Idling a car drains the battery inevitably. However, just like the cell phone, a charging system must also counteract the car battery. The alternator serves this purpose. It is tasked with converting some of the engine’s power to electrical energy suitable for recharging the battery. This helps sustain battery charge. This effect runs as long as the engine is on.

Now, if the alternator is faulty, then the battery drains and eventually runs dead. Another scenario is when the AC and the radio are also in use; in this case, the battery drains faster than it can be recharged and ultimately loses its battery power.

How long can I idle my car?

As a general rule of thumb, it is better to switch off the engine whenever you expect the car to idle for more than a couple of minutes.

Leaving your engine running from a few seconds to a few minutes isn’t considered to incur any lasting negative effects, but sometimes we can’t help it. For instance, we leave the car running during winter to warm up the engine.

Also, when at a stoplight, turning off the ignition key and back on would take a longer time than just leaving the engine running as you wait for the green light.

However, we should restrain from making idling a habit even when we find ourselves in bumper-to-bumper traffic; starting and restarting the engine is generally better. Most new cars come with stop-start technology, which shuts off the engine when the vehicle is not moving.

Is it better to idle or to turn your car off?

If you expect the car to idle for more than two minutes, it is always better to turn your vehicle off. Turning the ignition key multiple times might seem a bit of a chore, especially when on a congested highway or a backed-up city, which is better than leaving your engine running.

As mentioned, an idle car also uses up gas. The more gas, the more CO2 released, which is terrible for our environment as CO2 is a greenhouse gas that can cause global warming.

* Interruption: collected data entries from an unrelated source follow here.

PR #1141, opened 2019-05-11
Updated StreamCreateConsumerGroup methods to use the MKSTREAM option.

ttingen:
Added the `createStream` parameter to the `StreamCreateConsumerGroup` methods, the parameter defaults to `true`. Also added appropriate tests for the new parameter and its potential values.

PR #1154, opened 2019-05-29
Added support for NOACK in the StreamReadGroup methods.

ttingen:
The StreamReadGroup methods were updated to include a `noAck` parameter that defaults to `false`. When `true`, the NOACK option is sent with the XREADGROUP command. According to the [documentation](https://redis.io/commands/xreadgroup), this is the equivalent of acknowledging the message when it is read and the message will not be added to the pending message list.

Tests were also added to verify that messages are not added to the pending message list when this option is used.


mgravell:
Adding an optional parameter (`bool noAck = false`) is a breaking change that will result in `MissingMethodException` errors. Given that we've recently done a "major", I'm not in a hurry to force *another* major - so: we'll need to do it another way. This is usually done by adding an overload.

The question then becomes:

1. add a `bool`
2. add a new `[Flags]` enum, enabling scope for additional options later
3. (ab)use `CommandFlags` by adding one there

I think 2 would probably be the safest option, but I'm open to other options.

ttingen:
Thanks Marc, I will update the change to be an overload. It looks like I need to make the same change for #1141 as well.

mgravell:
Yes,same thing there. Comment added.

mgravell:
Note on making this change: the usual pattern when there are existing optional parameters is to make the **old version** non-optional throughout, i.e.

from:

``` c#
Whatever SomeMethod(int a, string b, float? c = null, SomeEnum d = SomeEnum.None) {...}
```

to

``` c#
Whatever SomeMethod(int a, string b, float? c, SomeEnum d)
    => SomeMethod(a, b, c, blah, d);

Whatever SomeMethod(int a, string b, float? c = null, NewArgHere yay = blah, SomeEnum d = SomeEnum.None) {...}
```

This minimizes problems due to ambiguous method resolution, while ensuring that old code a: compiles, and b: continues to execute without compiling. Additionally, newly compiled code will almost always pick the **new** method, avoiding a stack-frame (which may or may not be inlined by the JIT).

ttingen:
Apologies for the delay in getting this done...summer vacation, work, etc...

I will take care of the overload for the MKSTREAM option as well. Thanks Marc!

mgravell:
Merging, thanks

Idling a car several minutes a day, many times a week, without racking up any miles is like burning several dollars. Gas costs money! A drained battery would require a new one.

A damaged spark plug due to high idling increases maintenance costs, and in some cases, overheating can occur. Why not save yourself the extra costs and turn off the engine?

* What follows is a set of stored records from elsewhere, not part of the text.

PR #1159, opened 2019-06-06
Updated documentation as PreserveAsyncOrder is deprecated

odyth:
Updated documentation to reflect that PreserveAsyncOrder is deprecated and ChannelMessageQueue should be used instead


NickCraver:
This may need some manual merge love after #1162

PR #1175, opened 2019-07-06
Make GeoRadiusResult constructor public to make it mockable

firenero:
It's impossible to mock `GeoRadius` and `GeoRadiusAsync` methods now because `GeoRadiusResult` constructor is internal. Given that constructors for all other GEO calls are public I think it's possible to make `GeoRadiusResult` constructor public as well.


firenero:
@NickCraver Can I help somehow to get it merged? Lack of public constructor here makes unit testing really hard for a while already.

NickCraver:
I'm unsure on timeline for the next release, but it'll be on MyGet shortly.

PR #1181, opened 2019-07-15
Dotnet core 2.2 upgrade

kishoretvk:
updated references to .net core 2.2 upgrade and changed language test case


mgravell:
Question: what is the thing you're trying to do here? Changing from ns20 to netcoreapp2.2 isn't an upgrade - it is a breaking change. The old code would have already worked just fine on netcoreapp2.2 unless there's a very specific issue you're working around. And it is only an *upgrade" if you're exploiting some new feature iof a higher TFM. Removing TFMs is something that needs serious consideration, especially removing ns2.0

So: what is he thing you're trying to achieve here, so that we can understand the context.

Adding a new TFM for the lib may be warranted if there's a new feature to exploit

Adding a new test TFM : probably fine, especially if it adds rather than replaces

Removing TFMs... needs discussion. As does adding a TFM without an explicit stated reason.

mgravell:
This is not an upgrade, and no explanation / communication offered. Closing.

PR #1190, opened 2019-07-21
Include details of abbreviations seen in exceptions

marafiq:
I have been getting Redis Timeout under high load, but it was not making sense at all. So i opened the source to understand what these abbreviations meant. I hope it will help people understand error messages a lot better.
My CPU Use case:
If Redis dedicated thread pool state looks good, and global thread pool has more free threads than minimum threads, but your CPU is usage is 90%, more likely you will face time outs, depending upon the size of bytes client is trying to read or write.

What happens when you idle your car for too long?

The longer you leave your engine running, the more gas it burns. It also burns up more motor oil. Over long periods, the gasket, motor plug, and cylinder ring deteriorate. The car battery’s useful life is also reduced as it is constantly drained and has less time to recharge.

Ultimately, the engine as a whole develops a fault. Consequently, a mechanical failure, the internal combustion process becomes flawed, and the car exhaust produces gasses and unhealthy fumes that contribute to polluting the air.

Aside from the cost of wasted gas or diesel and the frequent change in motor oil, which also costs money, another vital point to keep in mind is carbon monoxide poisoning. An idling car in an enclosed space would produce more carbon monoxide than CO2, its less poisonous relative. In a poorly ventilated area, this could be fatal.

Fuel shortage is also possible. You can run out of gas simply by sitting and waiting in your car, leaving you stranded. Idling decreases the overall car performance of a vehicle.

To sum up, warming your car engine for several minutes non-stop would not improve the vehicle’s overall performance. However, repeatedly idling your car over extended periods would likely cause unfavorable issues and unwanted expenses.


We all run into traffic often, and whether you own a car or not, traffic jams can be so annoying and physically draining, especially when you have a plane to catch or that boss that doesn’t condone lateness or a business meeting you don’t want to miss. The slow to no movement of cars in traffic cause idling and, for most vehicles, this means more gas or more maintenance checks.